### What is being asked
Using the entries below, copy out all lines where "telemetry" is found.

========================

PR #264, opened 2026-07-31
fix(transport): make an accept-time connection refusal observable

arkstack-dev:
Makes the accept-time connection refusal visible. Behaviour unchanged; only its observability is new.

## It was worse than "silent"

`NativeTcpCarrier` reserves a slot against `maxConnections` (default **1000**) and, at the ceiling, accepts the connection at TCP level and closes it — no log, no event.

But `TransportStats` **already carries `totalRejected`**, documented as *"cumulative number of connections/streams rejected (load shedding)"* — and the carrier fed it from the PAQS load-shedder alone:

```java
long rejected = 0L;
if (localPaqs != null) {
    rejected = localPaqs.loadShedder().shedCount();
}
```

So the one field an operator consults when asking *"is this server turning work away"* read **zero while the carrier refused every connection**. That is worse than absent telemetry: a zero is read as evidence the fault lies elsewhere, which is exactly how a transport-level refusal gets misattributed for days.

## What landed

- **`CommunityConnectionRefusedEvent`** per refusal, with the bind address, active count, configured ceiling, and a running total whose *slope* distinguishes a blip from a wall. No peer identity — the refusal happens before the remote address is resolved, so there is nothing to record and nothing to leak.
- **`totalRejected` now sums both refusal paths.**

Per-refusal rather than aggregated, matching `StreamShedEvent`'s per-shed shape. The path only executes at the ceiling, so the event rate is bounded by the client's retry rate, not by served traffic — and a burst of these is the signal, not noise.

## What this deliberately does not decide

Whether an accept-time cap is the right mechanism at all — as against admitting and shedding at request level, where the response can carry a status — and whether 1000 is the right default. Both are open in the ROADMAP. Fixing the silence first is what lets those be taken on evidence instead of argument.

## Verification

Full reactor `mvn clean install` green with lint gates active.

`CommunityConnectionRefusalTest` drives a carrier with `maxConnections=2` past its ceiling and asserts both surfaces. Two mutations, both killing it:

| Mutation | Result |
|---|---|
| Drop the `recordRefusal()` call — back to the silent close | fails |
| Count the refusal but leave it out of `totalRejected` | fails |

The second matters as much as the first: it is the exact shape of the defect that existed, where a counter was maintained somewhere but the field an operator reads stayed at zero.

Documented in `docs/subsystems/transport.md` §"Connection ceiling" — including what a client observes — and registered in `telemetry.md` §Required Events.

Discharges the ROADMAP entry added in #263; the `Status` annotation there follows once that merges.


arkstack-dev:
All three addressed — the third taken further than raised. Pushed as `d4eda644`.

## 1. Stale SPI contract doc — fixed

You're right that this is the one an Enterprise binding author reads first. `totalRejected` now states the contract as **the sum across every refusal path an engine has**, and says why it matters: a driver counting only one path reports zero during a total refusal, which is read as evidence the fault lies elsewhere. That's the defect this PR fixes, stated where a second binding will encounter it.

## 2. Dead accessor — removed

## 3. I don't think this one is pre-existing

========================

### Response to this task
So the one field an operator consults when asking *"is this server turning work away"* read **zero while the carrier refused every connection**. That is worse than absent telemetry: a zero is read as evidence the fault lies elsewhere, which is exactly how a transport-level refusal gets misattributed for days.
Documented in `docs/subsystems/transport.md` §"Connection ceiling" — including what a client observes — and registered in `telemetry.md` §Required Events.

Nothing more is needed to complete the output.